Chaque décennie possède sa tendance horrifique, sa carte d’identité macabre qui la différencie des précédentes et des suivantes. Alors que les années cinquante misaient beaucoup sur les petits hommes verts et autres gloumoutes venus de l’espace pour bouffer les humains, les années 70 mettaient en avant les rednecks et les serial-killers réalistes. Coincées entre ces deux penchants, les sixties pariaient sur le gothique.
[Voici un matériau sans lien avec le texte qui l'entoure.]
PR #1130, opened 2026-06-04
dispatch: binary weekly-pace gate + linear 5-hour worker ramp

natb1:
Closes #1125

Replaces the magnitude-coupled weekly→F→N pace pipeline in `dispatch-target-workers` with two decoupled controls:

- **Weekly pace is a binary gate.** `hw = W - used_weekly`; `hw <= 0` (usage at/over the pace curve) → 0 workers (pause), regardless of 5-hour usage. Otherwise the gate is open.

Dracula est bien évidemment celui qui marqua l’époque, lui qui ornait les affiches des cinémas de quartier, toutes dents dehors, ressuscité film après film par une Hammer Films qui régnait en maître sur le genre et comptait bien profiter de l’engouement pour les vieux châteaux et les cimetières brumeux, ainsi que sur la popularité d’un certain Christopher Lee, apollon de tout un pan du cinéma bis: adulé par les hommes, kiffé par les femmes. Mais il ne faut certainement pas oublier le baron Frankenstein, tout aussi présent que son rival vampire. Sept films entre 1957 et 1974, dont un hors-série qui tentait de rajeunir la saga en mettant Peter Cushing de coté, le même nombre que la série des Dracula, mais le scientifique fou revenait plus vite sur les écrans que le prince des ténèbres, qui pouvaient prendre huit ans avant de sortir de sa crypte là où le docteur fou gardait toujours sa blouse blanche à portée de main, prêt à raccommoder quelques cadavres ou échanger deux cerveaux…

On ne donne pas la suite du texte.